United States housing sales have been climbing since the recession, but are still relatively low. This is particularly true once the home sales are adjusted for population.
Household formation has shown some signs of life lately, especially since early 2015.
New home starts have recovered from the depths of the recession, however, as a share of the population housing starts are astonishingly low.
In fact, despite economic expansion since 2009, home starts have barely climbed back to a level equal to the lows reached in previous recessions. The relative rate of new home building activity appears to be in a new normal, a particularly low new normal, since the Great Recession.
With the recent surge in household formation, you would think that new home starts would rise with a similar rate of strength. However, they do not appear to be doing so.
Existing single-family home prices continue to rise at a pretty steady pace of about five percent over the prior year. This is a decent pace, however, it is not due to strong economic and job growth, since neither are strong. It appears to be rising in part due to a supply constraint, the amazingly slow rate of housing construction.
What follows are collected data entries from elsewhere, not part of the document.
PR #353, opened 2026-09-03
test(e2e): cover dev-stories default selection

bferanmi806-sketch:
This implements the `dev-stories.sh` regression follow-up @vladimirrott offered in #341.

## Summary

* Exercise `dev-stories.sh` through its no-argument portable default path.
* Derive staged fixtures from the checked-in story files instead of duplicating the curated default list.
* Verify Fedora-only story 28 is not selected by the default set.
* Make the regression suite fail if story 28 is added back to `dev-stories.sh`'s portable default set.

## Verification

* `bash tests/e2e/story-runner-verdicts.test.sh`
* `bash -n tests/e2e/story-runner-verdicts.test.sh`
* `git diff --check`
* Mutation proof: temporarily re-added story 28 to `dev-stories.sh`; the regression exited 1 and reported the unexpected Story 28 selection and SKIP result, then the mutation was reverted.

Reference #341 only

### DIFF
--- a/tests/e2e/story-runner-verdicts.test.sh
+++ b/tests/e2e/story-runner-verdicts.test.sh
@@ -66,6 +66,7 @@ run_case() {
         PATH="$fake_bin:$PATH" \
         SYSKNIFE_LLM_MODEL=fixture \
         SYSKNIFE_LLM_PROVIDER=ollama \
+        SYSKNIFE_ALLOW_DESTRUCTIVE=0 \
         SYSKNIFE_STORY_DELAY=0 \
         SYSKNIFE_STORY_DELAY_SECS=0 \
         SYSKNIFE_STORY_TIMEOUT=30 \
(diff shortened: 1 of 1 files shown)


vladimirrott (approved):
This is the gap I named when I merged #341, and you closed it the same day.

Mutation at `c129f8bb`: story 28 put back into the `dev-stories.sh` default set at line 221.

| Tree | Result |
|---|---|
| `main` | exit 0, green, **uncaught** |
| this branch | exit 1, two named failures |

```
FAIL: dev-stories default set accepts portable stories (expected exit 0, got 1)
FAIL: dev-stories default set omits Fedora-only story 28 (output contained Story 28)
```

Two assertions that fail for different reasons, which is what makes them worth having: the first catches a Fedora-only story breaking an Ubuntu run, the second catches it being selected at all. Either one alone would be weaker.

The part I like most is that the fixture set derives from `tests/e2e/stories/story-*.sh` on disk instead of restating the curated list. Adding a story next month cannot quietly make this test check less than it does today. Restating a list is exactly how the original bug survived in two files, so not reintroducing that shape inside the test itself is the right instinct.

Pinning `SYSKNIFE_ALLOW_DESTRUCTIVE=0` in `run_case` matters too. Without it, an exported variable in someone's shell flips the default set and the assertion silently tests the wrong list.

Merging.

## Next

You have now fixed a runner bug and then closed the coverage gap left behind it, which is the whole cycle. If you want another in that vein, **#347** is open: five hygiene guards that exit 1 with no output when their grep anchor moves. Someone is already on the five named in the issue, but I found four more of the same shape while reviewing it, and there is room for both of you. Say the word and I will scope the second half to you.

One aside: if you keep Linux machines running anywhere outside this repo, I would like to hear how SysKnife behaves there. `npx sysknife-setup`, and the read-only tools change nothing on the host. You have found two real bugs by running things carefully, so you would probably find more.

bferanmi806-sketch:
Thanks for the detailed comments and for taking the time to test the mutation yourself.

I’d be happy to take the second half of #347, so feel free to scope the four additional guards to me.

I can also give SysKnife a proper run on Linux outside the repo and report back anything I find.

vladimirrott:
Merged in `a62539e`, and I answered half of your comment and left the other half sitting. Correcting that now.

The four remaining guards are #355, and Soumoditya asked for them a few hours after you did, so that one is spoken for. You asked first and the ordering was mine rather than yours; sorry for the crossed wires. What you have instead is #229, which I offered you at almost the same moment and which is the more interesting of the two: a guard that derives a published figure from the tree rather than one that prints a better message.

Read the correction I posted on #229 before you start. Two of the three claims in that body were fixed back in August and I handed you the issue without rereading it, so the version you accepted was describing a file that had already changed. The body is rewritten and the remaining work is real.

On running SysKnife on Linux outside the repo: yes, please, and thank you for offering. A report from a machine you actually use is worth more to me than another green CI run, and no test in this tree can produce one. `sysknife doctor`, `sysknife history` and `sysknife audit verify` are the read-only surface and none of them change anything on the host, so it is a safe place to start. Tell me what is confusing or wrong and that is the contribution; there is no obligation attached and no follow-up if you would rather not.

The slow rate of building activity is due in part to policy. Given that land use is controlled locally in most parts of the United States, this is a local policy issue rather than federal. Paperwork, fees, unclear or shifting rules, and delays hamper real estate development, housing as well as non-residential buildings. This is particularly true on the coasts of the country.
This implies that the economy does not benefit from the large multiplier effect that a new house or building brings. In other words, the construction of just one new home requires substantial amounts of wood, glass, and many other materials and products, from other industries. As well, the economy does not benefit from the follow-on spending associated with a new home on furniture, appliances, linens, and many other purchases, many of which are on consumer durables.
Given that many of those purchases that accompany a new home are durables, and given that many of the components used in new home construction are durables, this is a factor that negatively impacts the manufacturing sector in the U.S. Part of a manufacturing development policy would be a robust real estate development policy.
California’s housing market shares most of the above-mentioned characteristics with the U.S. housing market. Home price growth is steady, at a slightly more rapid pace than the U.S. with year-to-date existing single-family home price growth at 6.8 percent. Sales volumes are qualitatively similar.
I noted above that the national new home building rate is extremely low. However, it is high compared with California. California’s rate is only half of the national rate!
While a high building rate is not necessary for a robust economy, it helps. A complete economic development strategy should include housing.